In fact pleasures and pains are the things with which moral virtue is concerned. For pleasure causes us to do base actions and pain cause us to abstain from doing noble actions. Hence the importance, as Plato points out, of having been definitely trained from childhood to like and dislike the proper things; this is what good education means.

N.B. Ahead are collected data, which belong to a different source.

PR #77, opened 2018-06-28
fix `__aiter__` must be plain function

Modelmat:
This adds support for Python 3.7 for async generators. That is, 
```py
async def __aiter__(self):
``` 
is not supported in Python 3.7. However, 
```py
def __aiter__(self):
```
is supported in all supported versions of this library.

This also bumps the travis build version.

In instances such as [this](https://github.com/Modelmat/aioftp/blob/3_7_update/aioftp/pathio.py#L452-L476) and [this](https://github.com/Modelmat/aioftp/blob/3_7_update/aioftp/client.py#L601-L679) a workaround has been used to support await statements that were previously in `__aiter__` however this decreases performance.

### DIFF
--- a/.travis.yml
+++ b/.travis.yml
@@ -2,6 +2,7 @@ language: python
 python:
     - 3.5
     - 3.6
+    - 3.7
 install:
     - travis_retry pip install codecov flake8
 before_script:
--- a/.travis.yml
+++ b/.travis.yml
@@ -2,7 +2,11 @@ language: python
 python:
     - 3.5
     - 3.6
-    - 3.7
+jobs:
+    include:
+        - python: 3.7
+          dist: xenial
+          sudo: required
 install:
     - travis_retry pip install codecov flake8
 before_script:
--- a/.travis.yml
+++ b/.travis.yml
@@ -1,3 +1,6 @@
+version: = 0
+conditions: v1
+
 language: python
 python:
     - 3.5
--- a/aioftp/client.py
+++ b/aioftp/client.py
@@ -628,6 +628,7 @@ class Client(BaseClient):
             >>> stats = await client.list()
         """
         class AsyncLister(AsyncListerMixin):
+            stream = None
 
             async def _new_stream(cls, local_path):
                 cls.path = local_path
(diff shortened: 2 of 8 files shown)


pohmelie:
Oh, travis deactivated `aioftp` repository for some reasons. I have activated it again and fix tests. Update your pull to master, so tests will run without unrelated to this PR errors.

webknjaz:
No it didn't. We moved it to .com. Don't activate .org.

webknjaz:
I've removed travis from services to not confuse you.

Modelmat:
Very confused...?

webknjaz:
See https://github.com/aio-libs/aioftp/pull/77/checks and https://travis-ci.com/aio-libs/aioftp

Also please upgrade badge in README to point to `.com` site.

pohmelie:
> Don't activate .org

I've already did it. Why not?

> We moved it to .com.

Who "we"? Moved what? :confused: 

> I've removed travis from services to not confuse you.

Why so?

asvetlov:
`__aiter__` used to be an async function and became a regular func in Python 3.5.2.

We have two options:
```
        def __aiter__(self):
            return self

        if not PY_352:
            __aiter__ = asyncio.coroutine(__aiter__)
```

and just dropping python < 3.5.2 (or even 3.5.3 as we did in many `aio-libs` projects). 

I vote for the second option.

webknjaz:
I'm doing CI/CD across the whole @aio-libs, so about two months back we moved all repos in this org towards new travis integration. "we" == me and @asvetlov.
Don't enable `.org`, since it's deprecated and sends unnecessary traffic to @travis-ci.

P.S. I'm normally doing announces @ https://github.com/orgs/aio-libs/teams/admins

webknjaz:
> Also please upgrade badge

nvmd I did that myself

webknjaz:
Ref: travis-ci/travis-ci#9815

Modelmat:
Uh I think this was a pull request not a discussion forum... 🤦‍♂️ .

I think we should just drop python 3.5.2 and under .

pohmelie:
@webknjaz 
Oh, got it now.
@asvetlov 
@Modelmat 
I like this idea. Will update `python_requires` in `setup.py` right after this PR will be resolved.
@Modelmat 
It looks like you did not fix all places with `__aiter__`.

.travis.yml
```diff
@@ -2,6 +2,7 @@ language: python
 python:
     - 3.5
     - 3.6
+    - 3.7
```
webknjaz: Please also add it to `allowed_failures:` until travis-ci/travis-ci#9815 resolved. And you may also upvote that request :)

Modelmat: Ok, will do!

Modelmat: Never really done Travis before, is it
```py
matrix:
  allow_failures:
  - python: 3.7
```

pohmelie:
@Modelmat 
Tests failed. I will take a look at this PR localy in couple of hours I hope.

.travis.yml
webknjaz: Nevermind, I'll fix it myself. I've found a way to actually run it in Travis.

webknjaz: but the answer to your question would be yes, that's a correct way to do it.

webknjaz:
I've hooked up a correct config for Python 3.7, but there's one test failing in all envs. @Modelmat feel free to figure out and fix it.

[5] Lewis refers to Plato's Laws (653), and quotes rather loosely from Plato's Republic (401d-402a) which refers to the education of youth in music:
"In the Republic, the well-nurtured you is one 'who would see most clearly whatever was amiss in ill-made works of man or ill-grown works of nature, and with a just distaste would blame and hate the ugly even from his earliest years and would give delighted praise to beauty, receiving it into his soul and being nourished by it, so that he becomes a man of gentle heart. All this before he is of an age to reason; so that when Reason at length comes to him, then, bred as he has been, he will hold out his hands in welcome and recognize her because of the affinity he bears to her."Abolition, 16-17. The principle with respect to education in music in the Republic is extended to education generally in the Laws. The heart of the Platonic text referred to by Lewis is the following:
γίγνοιτο καλός τε κἀγαθός, τὰ δ᾽ αἰσχρὰ ψέγοι τ᾽ ἂν ὀρθῶς καὶ μισοῖ ἔτι νέος ὤν, πρὶν λόγον δυνατὸς εἶναι λαβεῖν, ἐλθόντος δὲ τοῦ λόγου ἀσπάζοιτ᾽ ἂν αὐτὸν γνωρίζων δι᾽ οἰκειότητα μάλιστα ὁ οὕτω τραφείς.
The ugly he would rightly disapprove of and hate while still young and yet unable to apprehend the reason, but when reason came the man thus nurtured would be the first to give her welcome, for by this affinity he would know her.